## Provided entries
PR #4421, opened 2026-08-06
ci(windows): scope stale-state recovery to the job, and enforce it

slayerjain:
## The hazard

Four self-hosted Windows runner **agents share one physical VM**. `Recover stale runner state` existed in **five** near-identical inline copies, and four were machine-wide:

```powershell
Get-Process -Name 'keploy' | Stop-Process -Force
foreach ($n in @('WinDivert','WinDivert64')) { Stop-Service $n -Force }
```

On a shared VM that kills a **sibling** runner's host keploy CLI mid-run, and stops a single machine-wide WFP kernel driver another job may be capturing through.

`golang_docker_windows.yml` had already been hardened to scope both by workspace path. The other four were silently left behind — **that drift is the actual bug**, so the fix has to prevent it recurring, not just re-synchronise once.

## The fix

All five sites now inline one canonical body from `.github/scripts/windows/recover-stale-workspace.ps1`:

- the kill is restricted to processes whose path is under this job's `$GITHUB_WORKSPACE` (with the `keploy` vs `keploy2` prefix trap guarded)
- the driver resets only when no keploy exists **outside** this workspace; a process whose path can't be read counts as *other* (conservative)
- with no workspace it does **nothing**, rather than degrading to machine-wide

**Inlined rather than invoked** because every call site runs *before* `actions/checkout` — the step exists to make that checkout succeed, so it can't load code from the checkout it repairs. This follows the existing precedent of `Setup per-job git isolation`.

### Two fixes beyond scoping

**The name match widens to `-like 'keploy*'`.** `golang_native_windows.yml` installs the binaries as `keploy-record.exe` / `keploy-replay.exe`, which the exact `-Name 'keploy'` form never matched — that lane's cleanup had never caught the leftovers it was written for.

## Problem description
Return every line of the material in which the word "whose" is found.

## Your solution
- the kill is restricted to processes whose path is under this job's `$GITHUB_WORKSPACE` (with the `keploy` vs `keploy2` prefix trap guarded)
- the driver resets only when no keploy exists **outside** this workspace; a process whose path can't be read counts as *other* (conservative)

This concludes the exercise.